In northeast Ohio, approximately 10,000 people have a primary brain tumor. Glioma brain tumors make up 30% of primary brain tumors and are one of the most malignant and difficult to treat forms of all cancers. They are the second most common concer and most lethal of cancers affecting people less than 15 years of age.
Some glioma tumors such as glioblastoma leave most patients with a short life expectancy and little hope. Over the past fifteen years, treatment advancements have not improved life expectancy by more than four months. A tumor's location often makes complete surgical resection impossible or very dangerous. Typical chemotherapy drugs are not very successful since it is difficult to get them to pass into the brain. The most aggressive brain tumors such as glioblastoma can even become resistant to chemotherapy.
Recent medical advances show a lot of promise. Some neurosurgeons have pioneered new surgical techniques to allow for more accurate tumor resection. Certain new and repurposed drugs are being used, often in combination, with better success. The focus of research for these aggressive brain tumors has shifted away from dangerous radiation therapy and often debilitating chemotherapy. The promising future focuses more on vaccines and the immune system, individualized targeted treatments, and better surgical techniques.
This is where we need your help.
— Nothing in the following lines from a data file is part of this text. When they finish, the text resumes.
PR #1441, opened 2020-10-11
Proposed path and test for issue #1401

### LINKED ISSUE #1401: Error executing commands with space in their full path
## Describe the bug

If there's a space in the full path of a command, execution via `run()` fails with:

```
[2020-08-19 13:12:48][<local>]  ERROR Error executing: /tmp/path with space/hello.
STDOUT:

STDERR:
sh: /tmp/path: No such file or directory at /home/ferki/perl5/perlbrew/perls/ferki/lib/site_perl/5.32.0/Rex/Commands/Run.pm line 326.
```

This kind of error may be more apparent on Windows, where calling `can_run()` returns the full path of the executable, which is often under `C:\Program Files`, which has a space in it.

Without looking into it more closely, it might be a shell quoting issue.

## How to reproduce it

1. Create a path with space(s) in it

    ```
    mkdir -p /tmp/path\ with\ space
    ```

2. Create an executable under that path, e.g. named `hello`:

    ```bash
    #!/bin/bash
    echo hello
    ```

3. Run that command with rex: `rex -e 'my $command = "/tmp/path with space/hello"; say run $command'`

Shortest code example that demonstrates the bug: see above

## Expected behavior

Rex should be able to execute a command even if its full path contains spaces (or possibly other special characters).

## Circumstances

 - Rex version: 1.12.1
 - Perl version: 5.32.0
 - OS running rex: Gentoo
 - OS managed by rex: local/Gentoo

## Debug log

Relevant excerpt is the following:

```
[2020-08-19 13:29:14][<local>]  DEBUG Executing eval-line
[2020-08-19 13:29:14][<local>]  DEBUG Executing: export PATH=/bin:/sbin:/usr/bin:/usr/sbin:/usr/local/bin:/usr/local/sbin:/usr/pkg/bin:/usr/pkg/sbin ; LC_ALL=C /tmp/path with space/hello
[2020-08-19 13:29:14][<local>]  DEBUG ========= ERR ============
[2020-08-19 13:29:14][<local>]  DEBUG sh: /tmp/path: No such file or directory

[2020-08-19 13:29:14][<local>]  DEBUG ========= ERR ============
```

jluis:
This PR solves the issue #1401 on commands with explicit paths *nix stile.

The added code only acts on  commands that start with "/", "./", "../" or "~/"
it quotes with '"' from the start of the command to the first space after the last slash.
Command strings like '/bin/ls /etc/host /etc/hostname' will fail unless the command is  properly quoted or preceded with an space or an envirment variable assinament but I think it will resolve most of the cases

---

EDIT by @ferki:

Let's add this section to follow the original PR template which helps to track the state of the PR:

This PR is an attempt to fix #1401 by finding the longest path prefix of commands passed to `run`, and then quoting them.

## Checklist

- [ ] tests pass on Travis CI 
- [ ] git history is clean 

### DIFF
--- a/lib/Rex/Commands/Run.pm
+++ b/lib/Rex/Commands/Run.pm
@@ -184,7 +184,11 @@ sub run {
     if !exists $option->{auto_die};
 
   # check if $cmd is an eplicit path
-  if ( $cmd =~ /(^(?:[.]{1,2}|[~])?[/].+[/])(.+)/xsm ) {
+  if ( $cmd =~ m{(^
+                 (?:[.]{1,2}|[~])?
+                 [/].+[/])
+                (.+)
+               }xsm ) {
     my ( $head, $tail ) = ( $1, $2 );
     if ( $tail =~ /(.+?)([ ].*)/sxm ) {
       $cmd = qq("$head$1"$2);
--- a/lib/Rex/Commands/Run.pm
+++ b/lib/Rex/Commands/Run.pm
@@ -184,9 +184,9 @@ sub run {
     if !exists $option->{auto_die};
 
   # check if $cmd is an eplicit path
-  if ( $cmd =~ /(^(?:\.{1,2}|\~)?\/.+\/)(.+)/xsm ) {
+  if ( $cmd =~ /(^(?:[.]{1,2}|[~])?[/].+[/])(.+)/xsm ) {
     my ( $head, $tail ) = ( $1, $2 );
-    if ( $tail =~ /(.+?)(\ .*)/sxm ) {
+    if ( $tail =~ /(.+?)([ ].*)/sxm ) {
       $cmd = qq("$head$1"$2);
     }
     else {
--- a/lib/Rex/Commands/Run.pm
+++ b/lib/Rex/Commands/Run.pm
@@ -190,8 +190,13 @@ sub run {
   if (  ( $cmd =~ m{^(?:[.]{1,2}|[~]|[A-Z]:|[\\/])}xsm )
     and ( $cmd !~ m{[\\^]\s|["']}xsm ) )
   {
-    my $split = qr{(?=\s(?:[.]{1,2}|[~]|[A-Z]:|[\\/]))}xsm;
-    my @cmd   = split $split, $cmd;
+
+    #https://stackoverflow.com/questions/4094699\
+    #/how-does-the-windows-command-interpreter-cmd-exe-parse-scripts\
+    #/4095133#4095133
+    my $split = qr{(?=\s(?:[.]{1,2}|[~]|[A-Z]:|[\\/])|\b[\d]?[()?*[\]&|<>])}xsm;
+
+    my @cmd = split $split, $cmd;
     $cmd[0] =~ s{(.*[\\/][^\s]*)}{"$1"}xsm;
     $cmd = join q{}, @cmd;
   }
--- a/lib/Rex/Commands/Run.pm
+++ b/lib/Rex/Commands/Run.pm
@@ -188,9 +188,9 @@ sub run {
 
   if ( $cmd =~ m{^(?:[.]{1,2}|[~]|[A-Z]:|[\\/])}xsm ) {
     my $split = qr{(?=\s(?:[.]{1,2}|[~]|[A-Z]:|[\\/]))}mxs;
-    my @cmd = split $split, $cmd;
-    $cmd[0] = qq{"$cmd[0]"} ;
-    $cmd = join q{}, @cmd;
+    my @cmd   = split $split, $cmd;
+    $cmd[0] = qq{"$cmd[0]"};
+    $cmd    = join q{}, @cmd;
   }
 
   my $res_cmd = $cmd;
--- a/lib/Rex/Commands/Run.pm
+++ b/lib/Rex/Commands/Run.pm
@@ -182,12 +182,12 @@ sub run {
   $option->{auto_die} = Rex::Config->get_exec_autodie()
     if !exists $option->{auto_die};
 
-#  check if $cmd is an eplicit path 
-   if ( $cmd =~ m"(^(?:\.{1,2}|\~)?/.+/)(.+)" ) {
-     my ($head,$tail) = ($1,$2);
-     my $end = ($tail =~ s/(.+?)( .+)/$1/ )?$2:'';
-     $cmd = '"'.$head.$tail.'"'.$end #quote the path of comand in a compatible way
-   }
+  # check if $cmd is an eplicit path
+  if ( $cmd =~ m"(^(?:\.{1,2}|\~)?/.+/)(.+)" ) {
+    my ( $head, $tail ) = ( $1, $2 );
+    my $end = ( $tail =~ s/(.+?)( .+)/$1/ ) ? $2 : '';
+    $cmd = '"' . $head . $tail . '"' . $end # quote the path of comand in a compatible way
+  }
 
   my $res_cmd = $cmd;
 
--- a/lib/Rex/Commands/Run.pm
+++ b/lib/Rex/Commands/Run.pm
@@ -186,19 +186,21 @@ sub run {
   # We only process cmd is an explicit path that means
   # that starts with . .. <letter>: and / or \
   # and aren't scaped spaces or quotes
-
-  if (  ( $cmd =~ m{^(?:[.]{1,2}|[~]|[A-Z]:|[\\/])}xsm )
-    and ( $cmd !~ m{[\\^]\s|["']}xsm ) )
   {
+    my $path_start = qr{(?:[.]{1,2}|[~]|\p{IsAlphabetic}:|[\\/])}msx;
+    if ( ( $cmd =~ m{^$path_start}xsm )
+      && ( $cmd !~ m{[\\^]\s|["']}xsm ) )
+    {
 
-    #https://stackoverflow.com/questions/4094699\
-    #/how-does-the-windows-command-interpreter-cmd-exe-parse-scripts\
-    #/4095133#4095133
-    my $split = qr{(?=\s(?:[.]{1,2}|[~]|[A-Z]:|[\\/])|\b[\d]?[()?*[\]&|<>])}xsm;
+      #https://stackoverflow.com/questions/4094699\
+      #/how-does-the-windows-command-interpreter-cmd-exe-parse-scripts\
+      #/4095133#4095133
+      my $split = qr{(?=\s$path_start|\b\d?[()?*[\]&|<>])}xsm;
 
-    my @cmd = split $split, $cmd;
-    $cmd[0] =~ s{(.*[\\/][^\s]*)}{"$1"}xsm;
-    $cmd = join q{}, @cmd;
+      my @cmd = split $split, $cmd;
+      $cmd[0] =~ s{(.*[\\/]\S*)}{"$1"}xsm;
+      $cmd = join q{}, @cmd;
+    }
   }
 
   my $res_cmd = $cmd;
--- a/lib/Rex/Commands/Run.pm
+++ b/lib/Rex/Commands/Run.pm
@@ -183,10 +183,14 @@ sub run {
     if !exists $option->{auto_die};
 
   # check if $cmd is an eplicit path
-  if ( $cmd =~ m"(^(?:\.{1,2}|\~)?/.+/)(.+)" ) {
+  if ( $cmd =~ /(^(?:\.{1,2}|\~)?\/.+\/)(.+)/xsm ) {
     my ( $head, $tail ) = ( $1, $2 );
-    my $end = ( $tail =~ s/(.+?)( .+)/$1/ ) ? $2 : '';
-    $cmd = '"' . $head . $tail . '"' . $end # quote the path of comand in a compatible way
+    if ( $tail =~ /(.+?)(\ .*)/sxm ) {
+      $cmd = qq("$head$1"$2);
+    }
+    else {
+      $cmd = qq("$head$tail");
+    }
   }
 
   my $res_cmd = $cmd;
--- a/lib/Rex/Commands/Run.pm
+++ b/lib/Rex/Commands/Run.pm
@@ -182,6 +182,13 @@ sub run {
   $option->{auto_die} = Rex::Config->get_exec_autodie()
     if !exists $option->{auto_die};
 
+#  check if $cmd is an eplicit path 
+   if ( $cmd =~ m"(^(?:\.{1,2}|\~)?/.+/)(.+)" ) {
+     my ($head,$tail) = ($1,$2);
+     my $end = ($tail =~ s/(.+?)( .+)/$1/ )?$2:'';
+     $cmd = '"'.$head.$tail.'"'.$end #quote the path of comand in a compatible way
+   }
+
   my $res_cmd = $cmd;
 
   if ( exists $option->{only_notified} && $option->{only_notified} ) {
--- a/lib/Rex/Commands/Run.pm
+++ b/lib/Rex/Commands/Run.pm
@@ -183,22 +183,14 @@ sub run {
   $option->{auto_die} = Rex::Config->get_exec_autodie()
     if !exists $option->{auto_die};
 
-  # check if $cmd is an eplicit path
-  if (
-    $cmd =~ m{(^
-                 (?:[.]{1,2}|[~])?
-                 [/].+[/])
-                (.+)
-               }xsm
-    )
-  {
-    my ( $head, $tail ) = ( $1, $2 );
-    if ( $tail =~ /(.+?)([ ].*)/sxm ) {
-      $cmd = qq("$head$1"$2);
-    }
-    else {
-      $cmd = qq("$head$tail");
-    }
+  # We only process cmd is an explicit path that means
+  # that starts with . .. <letter>: and / or \
+
+  if ( $cmd =~ m{^(?:[.]{1,2}|[~]|[A-Z]:|[\\/])}xsm ) {
+    my $split = qr{(?=\s(?:[.]{1,2}|[~]|[A-Z]:|[\\/]))}mxs;
+    my @cmd = split $split, $cmd;
+    $cmd[0] = qq{"$cmd[0]"} ;
+    $cmd = join q{}, @cmd;
   }
 
   my $res_cmd = $cmd;
--- a/lib/Rex/Commands/Run.pm
+++ b/lib/Rex/Commands/Run.pm
@@ -184,11 +184,14 @@ sub run {
     if !exists $option->{auto_die};
 
   # check if $cmd is an eplicit path
-  if ( $cmd =~ m{(^
+  if (
+    $cmd =~ m{(^
                  (?:[.]{1,2}|[~])?
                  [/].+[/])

Brain tumors are not as common as most other cancers. By pure numbers, they just don't attract enough attention for adequate research funding. However, brain tumors have left their mark locally by affecting the families of five physicians right here in Summit County. Currently there are some very exciting research ideas that are unable to get the funding needed to complete the research to make the treatment applicable to the patients that desperately need it. Most leading researchers admit that they spend more time soliciting funds than doing actual research.